4.3. Research Limitations and Future Research Directions

This study combines evolutionary game theory with econometrics to explore the impact of environmental regulations on clean production in heavily polluting enterprises. In terms of theoretical contributions, this study provides a formal framework, demonstrating that the stability of the tripartite regulatory system is highly sensitive to the relative cost–benefit structure of the relevant parties. Theoretically, it has been established that environmental information disclosure is an important intermediary mechanism for supervision to influence the environmental performance of enterprises. In terms of practical contributions, the research results provide policymakers with feasible insights. The effectiveness of environmental regulations depends on the severity of penalties and also on a carefully calibrated system that can both reduce compliance costs and ensure reliable law enforcement.
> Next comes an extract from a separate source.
PR #174, opened 2023-01-19
Add an `hlint` pre-commit hook and cleanup files accordingly

### LINKED ISSUE #173: Add a `hlint` pre-commit hook and cleanup files accordingly.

It is emphasized that the government needs to formulate precise and targeted policies rather than adopt a one-size-fits-all approach.

Although this study provides valuable insights, there is still room for improvement. Firstly, although the current model incorporates the tripartite interaction among the government, enterprises and regulatory authorities, it fails to adequately depict the heterogeneity of the degree of limited rationality of each subject. Secondly, the empirical aspect is mainly based on data from heavily polluting industries. In the future, it can be expanded to the analysis of light-pollution industries.